Smit Patel

Personal information
- Full name: Smit Patel
- Born: 16 May 1993 (age 33) Ahmedabad, Gujarat, India
- Batting: Right-handed
- Role: Wicket-keeper

International information
- National side: United States;
- ODI debut (cap 44): 13 August 2024 v Canada
- Last ODI: 17 May 2025 v Canada
- T20I debut (cap 43): 30 September 2024 v United Arab Emirates
- Last T20I: 1 October 2024 v Canada

Domestic team information
- 2011–2021: Gujarat
- 2021: Barbados Royals (squad no. 6)
- 2023-present: San Francisco Unicorns

Career statistics
| Competition | FC | ODI | T20I | LA |
| Matches | 55 | 13 | 2 | 56 |
| Runs scored | 3728 | 457 | 35 | 1,691 |
| Batting average | 39.49 | 41.54 | 17.50 | 34.51 |
| 100s/50s | 11/14 | 1/2 | 0/9 | 3/10 |
| Top score | 236 | 152* | 24 | 152 |
| Catches/stumpings | 114/9 | 15/1 | 0/0 | 59/6 |
- Source: Cricinfo, 5 November, 2024

= Smit Patel =

Indian-American cricketer (born 1993)

Smit Kamleshbhai Patel (born 16 May 1993) is an American cricketer. Patel plays as a wicket-keeper, represented the India Under-19 cricket team World Cup winning squad in 2012, and has also played for the Gujarat cricket team.

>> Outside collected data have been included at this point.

Issue #1087, opened 2024-02-27
plugins slow and stalling


chrisfarms:
reports of plugins stopping updating things:

* counters not updating in DvB
* tonk action buttons not appearing
* some building plugins taking a very long time to arrive

these could all be symptoms of plugins crashing or not responding ... this is NOT the same as the VM out of memory, we see no OOM errors, things just stall and require a refresh

potential clue:

* this might be related to the size of the state ... we are spending ALOT of time in state serialization again 👀

Issue #1086, opened 2024-02-27
tonk UI shows even when you don't have a tonk


chrisfarms:
... I think the code that decides when to load item plugins only looks at the slot item id and NOT the balance ... so a balance=0 still counts

PR #1089, opened 2024-02-27
Snowsphere: the unsafe sandbox

chrisfarms:
### what

This PR is attempting to resolves issues with flakey and unresponse plugin execution

...the main part is:

* cleans up the interface between the game and the sandbox
* adds (and enables) a new totally unsafe implementation of the sandbox interface

...and then also some bug fixes to improve the general plugin situation:

* ensure that plugins never execute concurrently ... it was unexpected that they were doing this
* add a max execution time timeout so that slow plugins don't cause an ever growing backlog (currently 1s)
* fix issue where item plugin would be loaded even if balance of the item is 0
* try to stop tonk plugin crash looping by catching errors in the plugin and fixup a couple of bugs
* stop storing old session data ... there's a chance this is causing the "cant craft" issue
* stop using random plugin function ref ids .... there's a chance this is causing the "cant craft" issue

### why

we are having problems with plugins executing within the sandbox. 

it is very likely these issues are due to the large memory requirements of serializing and process the large `state` object that is passed into plugins over and over again, but debugging and visibility is poor within the sandbox vm. this un-sandbox let's us execute plugins "normally" and lets us use the profiling tooling directly.

it also means plugin loading and state serialization is drastically reduced, so could be used as a stop-gap until we decide to fix the state serialization problem properly

### related

* fixes: #1086 
* fixes: #1087 

### before merge (if we even want that!)

* [x] test with lots of plugins 
* [x] have a team playtest with this branch on croissant map
* [x] support the new ds exports in https://github.com/playmint/ds/pull/1097

### DIFF
--- a/frontend/src/workers/snowsphere.ts
+++ b/frontend/src/workers/snowsphere.ts
@@ -1,0 +1,243 @@
+// ///////////////////////////////////////
+// snowsphere is the opposite of sandbox
+//
+// it is completely insecure!
+//
+// plugins executed with snowsphere has unrestricted
+// access to basically everything.
+//
+// they can read your indexdb
+// they can look at your cookies
+// they can start workers
+// they can request stuff as if they are the origin
+// they can probably steal the session key
+// they can probably get access to the DOM if they try hard enough
+// they can probably turn up at your house
+//
+// basically this offers no protection whatsoever
+//
+// but ... they are fast
+// and they can use the normal debugging instrumentation
+// so that's nice
+//
+// ////////////////////////////////////////
+//
+import {
+    GameConfig,
+    GameStatePlugin,
+    Logger,
+    PluginConfig,
+    PluginDispatchFunc,
+    PluginUpdateResponse,
+    Sandbox,
+    actionArgFromUnknown,
+} from '@downstream/core';
+import * as Comlink from 'comlink';
+import { ethers } from 'ethers';
+
+let globalPluginState: GameStatePlugin;
+let globalPluginBlock: number = 0;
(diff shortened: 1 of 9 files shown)


frontend/src/workers/snowsphere.ts
```diff
@@ -0,0 +1,225 @@
...
+    logMessage: Logger,
+    questMessage: Logger,
+    config: PluginConfig
+): Promise<number> {
+    const id = ++globalContextSeq;
+    const code = rewriteModuleCode(config.src);
+    const mod = await import(/*webpackIgnore: true*/ esm(code));
+
+    // all the stuff available via ds.etc
+    mod.__setDS({
```
chrisfarms, line 146: @hypnoshock has raised https://github.com/playmint/ds/pull/1097 to expose some more functions on the ds module.

so I'll need to update this in snowsphere after that PR is merged

frontend/src/workers/snowsphere.ts
```diff
@@ -0,0 +1,247 @@
...
+// plugins executed with snowsphere has unrestricted
+// access to basically everything.
+//
+// they can read your indexdb
+// they can look at your cookies
+// they can start workers
+// they can request stuff as if they are the origin
+// they can probably steal the session key
+// they can probably get access to the DOM if they try hard enough
+// they can probably turn up at your house
```
hypnoshock, line 15: "No plz, I have a wife and children!"

hypnoshock (approved):
It's so much simpler and easy to read than the version passing args around as json.
I approve the door wide open plugin system for the moment.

He scored unbeaten 62 runs and helped to secured in India's to Under-19s World Cup glory at Tony Ireland Stadium. Patel and Unmukt Chand shared an unbroken 130-run stand for the fifth wicket after India had slipped from 75 for 1 to 97 for 4.

In December 2012, Patel made his maiden first-class century in only his fifth game to lead a strong Gujarat batting performance against Hyderabad at Sardar Vallabhbhai Patel Stadium in Valsad. He was the leading run-scorer for Tripura in the 2017–18 Ranji Trophy, with 526 runs in six matches.

In May 2021, Patel retired from all cricket under the remit of the Board of Control for Cricket in India (BCCI) to be eligible to play cricket in the United States. In June 2021, he was selected to take part in the Minor League Cricket tournament in the United States following the players' draft.